Doubt it. As nice as it would be, there is a lot more money in the mobile tank these days with everyone wanting a mobile rig and all. The computer market however, is already pretty crowded with stuff like amplitube, revalver, and all the other ones that are out there.


----------



## HyVriD (Jan 15, 2014)

Fretless said:


> Doubt it. As nice as it would be, there is a lot more money in the mobile tank these days with everyone wanting a mobile rig and all. The computer market however, is already pretty crowded with stuff like amplitube, revalver, and all the other ones that are out there.



Muhahahah yes they are!


https://fbcdn-sphotos-e-a.akamaihd.net/hphotos-ak-prn1/1504242_721176931233973_1843872393_o.jpg



Spinedriver said:


> I wonder if Postive Grid will ever expand beyond the iOS platform. As a non-Apple user, it would be nice to be able to try it out on a PC.



https://fbcdn-sphotos-e-a.akamaihd.net/hphotos-ak-prn1/1504242_721176931233973_1843872393_o.jpg


----------



## sage (Jan 16, 2014)

The first two sounded like real amps. The third one sounded a little over processed. I'd be super interested to know which amps the modellers were attempting to replicate. 

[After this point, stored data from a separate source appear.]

PR #30851, opened 2026-08-03
fix(BE): evaluate task conditions for per-entity task permissions

### LINKED ISSUE #30850: Permissions API: task permission does not evaluate task conditions, so ResolveTask is denied for all users
## Summary
`GET /v1/permissions/{resource}/{id}` cannot report correct permissions for the `task` resource because it builds a generic `ResourceContext` that does not load a task's `assignees` or `createdBy`. As a result the task-scoped SpEL policy conditions — `isTaskAssignee()`, `isTaskFiler()`, `isTaskReviewer()` — always evaluate to `false`, and task operations such as `ResolveTask` resolve to `notAllow` for **every** user, including legitimate assignees.

Any client that gates task actions (approve / reject / resolve) on this endpoint therefore gets the wrong answer for everyone.

## Root cause
`PermissionsResource` builds the resource context for the by-id and by-name handlers as:

```java
ResourceContext<?> resourceContext = new ResourceContext(resource, id, null);
```

`ResourceContext.resolveEntity()` only requests `owners`, `tags`, `domains`, and `reviewers` fields. For a `Task`, `assignees` and `createdBy` are never loaded, so `RuleEvaluator.isTaskAssignee()` / `isTaskFiler()` (which read `task.getAssignees()` / `task.getCreatedBy()`) see `null` and return `false`.

The seeded `TaskAuthorPolicy` relies on exactly these conditions (allow `ResolveTask` when `isTaskAssignee() || isTaskReviewer()`, deny when `isTaskFiler()`), so it can never be reflected through this endpoint.

Note: `TaskResource.delete` already worked around the same limitation by constructing an explicit `TaskResourceContext(task)` before authorizing — the permissions endpoint was simply never given the same treatment.

## Steps to reproduce
1. Create a task and assign user A (who is not the task creator).
2. Ensure a policy grants `ResolveTask` when `isTaskAssignee()` (e.g. the seeded
   `TaskAuthorPolicy` via the DataConsumer role).
3. As user A, call `GET /v1/permissions/task/{taskId}`.
4. **Observed:** `ResolveTask` access is `notAllow`.
5. **Expected:** `ResolveTask` access is `allow` (A is an assignee).

Similarly, the task creator should get `deny` (via `isTaskFiler()`), but with the generic context they also get `notAllow` — the deny rule never fires.

## Expected behavior
`GET /permissions/task/{id}` must evaluate task-scoped conditions against the
actual task, so:
- assignee / reviewer who did not file the task → `ResolveTask = allow`
- filer (even if also an assignee) → `ResolveTask = deny` (deny overrides allow)

## Proposed fix
In `PermissionsResource`, build a `TaskResourceContext` for the `task` resource (loading `assignees,reviewers,watchers,about,domains,createdBy`) on both the by-id and by-name permission handlers; keep the generic `ResourceContext` for all other resources. This mirrors the existing `TaskResource.delete` handling.

anuj-kumary:
### Describe your changes:

Fixes #30850
Issue - Task permission only loads owners/tags/domains/reviewers — not assignees or createdBy. So when the policy condition isTaskAssignee() runs, task.getAssignees() is null → returns false → ResolveTask is never granted through this endpoint, for anyone. Every approve button hides.
Build a TaskResourceContext for the `task` resource on both the by-id and by-name permission endpoints (loading assignees/reviewers/watchers/about/ domains/createdBy).

Adds TaskPermissionsIT: verifies GET /permissions/task/{id} returns ResolveTask=ALLOW for a non-filer assignee and DENY for the filer (who is also an assignee), exercising the seeded TaskAuthorPolicy semantics.

#
### Type of change:

- [ ] Bug fix
- [ ] Improvement
- [ ] New feature
- [ ] Documentation

#
### High-level design:

N/A — small change. 

#
#### Manual testing performed

#

Not applicable. 

#
### Checklist:


openmetadata-service/src/main/java/org/openmetadata/service/resources/permissions/PermissionsResource.java
```diff
@@ -175,8 +182,22 @@ public ResourcePermission getPermission(
...
+    return authorizer.getPermission(
+        securityContext, user, buildResourceContext(resource, null, name));
+  }
+
+  private ResourceContextInterface buildResourceContext(String resource, UUID id, String name) {
+    ResourceContextInterface resourceContext;
+    if (Entity.TASK.equals(resource)) {
+      Task task =
+          id != null
+              ? Entity.getEntity(Entity.TASK, id, TASK_AUTH_FIELDS, Include.NON_DELETED)
```
yan-3005: Entity.getEntity(Entity.TASK, id, TASK_AUTH_FIELDS, Include.ALL) We need to pass ALL here

yan-3005 (approved):

PR #30867, opened 2026-08-03
perf(ui): fetch database in parallel with permission on DatabaseDetailsPage (W1 template)

harsh-vador:
Fixes [5445](https://github.com/open-metadata/openmetadata-collate/issues/5445)

## Description

The database detail page paid **two serial round-trips** on every mount: a permission fetch, then a database `useQuery` gated on the permission resolving (`enabled: hasViewBasicPermission && !permissionsLoading`). This fires the database GET **in parallel** with the permission fetch instead.

This is the **template** for the W1 request-waterfall fix — the audit lists ~7 primary-render pages (SearchIndexDetailsPage, Database/DatabaseSchema/Version pages, StoredProcedurePage, APICollectionPage) with the identical permission-gates-fetch shape. Reference parallel pattern already in the tree: `PlatformLineage.tsx`.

Either way, if all three of those clips are direct to the board with no added treatment and are all stock profiles/models that come with the product, those are outstanding examples of where digital tech is for recording. Leaps and bounds better than the L6 stuff that I hated in the late 90's and so much easier than mic'ing up real amps. I may have to look into BIAS as a replacement for the Kemper. Couldn't love it for live use, but would like some other options for recording.


----------



## wakjob (Jan 16, 2014)

My guess?

1) Positive Grid
2) Axe Fx
3) KPA


----------



## Fretless (Jan 16, 2014)

HyVriD said:


> Muhahahah yes they are!
> 
> 
> https://fbcdn-sphotos-e-a.akamaihd.net/hphotos-ak-prn1/1504242_721176931233973_1843872393_o.jpg



He was asking about non-apple platforms


----------



## HyVriD (Jan 17, 2014)

Fretless said:


> He was asking about non-apple platforms



It will be for PC as well most probably


----------



## 82DMC12 (Jan 17, 2014)

If it's a plugin such as for Ableton Live in that pic, it will work for PC too. 

I'm wondering about Android? I already have an android tab for myself, a Windows tab for work... I really don't need an ipad just for jamup no matter how cool it looks.


----------



## Steinmetzify (Jan 17, 2014)

sage said:


> The first two sounded like real amps. The third one sounded a little over processed. I'd be super interested to know which amps the modellers were attempting to replicate.
> 
> Either way, if all three of those clips are direct to the board with no added treatment and are all stock profiles/models that come with the product, those are outstanding examples of where digital tech is for recording. Leaps and bounds better than the L6 stuff that I hated in the late 90's and so much easier than mic'ing up real amps. I may have to look into BIAS as a replacement for the Kemper. Couldn't love it for live use, but would like some other options for recording.


 
Super easy to record, dude.....BIAS>Audiobus>GarageBand......hit record, done. Nothing simpler and it sounds great. Awesome app.


----------



## TheShreddinHand (Jan 17, 2014)

steinmetzify said:


> Super easy to record, dude.....BIAS>Audiobus>GarageBand......hit record, done. Nothing simpler and it sounds great. Awesome app.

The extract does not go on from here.